Would you please transcribe exactly the lines from the one containing "Refuse to run terraform destroy" through the end of the material below, and only those?

● EXTRACTED MATERIAL
***

PR #4173, opened 2020-09-11
Refuse to run terraform destroy

dannyroberts:
##### ENVIRONMENTS AFFECTED
saas envs

### DIFF
--- a/src/commcare_cloud/commands/terraform/terraform.py
+++ b/src/commcare_cloud/commands/terraform/terraform.py
@@ -46,6 +46,11 @@ class Terraform(CommandBase):
     )
 
     def run(self, args, unknown_args):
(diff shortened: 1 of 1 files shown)


dannyroberts:
@prem-fissionhq

knguyen142:
What is the reasoning for not allowing a destroy?

dannyroberts:
Just that it's a very destructive operation. If we ever ran it on production it would be a total disaster. It's an easy thing to change later and add a more flexible mechanism for preventing only unintended usage, but for now there's no time I can imagine needing to run this on staging, production, or india

knguyen142 (approved):

prem-fissionhq:
Thanks Danny for implementing it so quickly 🙂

***

● PROBLEM SOLUTION
Refuse to run terraform destroy

dannyroberts:
##### ENVIRONMENTS AFFECTED
saas envs

### DIFF
--- a/src/commcare_cloud/commands/terraform/terraform.py
+++ b/src/commcare_cloud/commands/terraform/terraform.py
@@ -46,6 +46,11 @@ class Terraform(CommandBase):
     )
 
     def run(self, args, unknown_args):
(diff shortened: 1 of 1 files shown)


dannyroberts:
@prem-fissionhq

knguyen142:
What is the reasoning for not allowing a destroy?

dannyroberts:
Just that it's a very destructive operation. If we ever ran it on production it would be a total disaster. It's an easy thing to change later and add a more flexible mechanism for preventing only unintended usage, but for now there's no time I can imagine needing to run this on staging, production, or india

knguyen142 (approved):

prem-fissionhq:
Thanks Danny for implementing it so quickly 🙂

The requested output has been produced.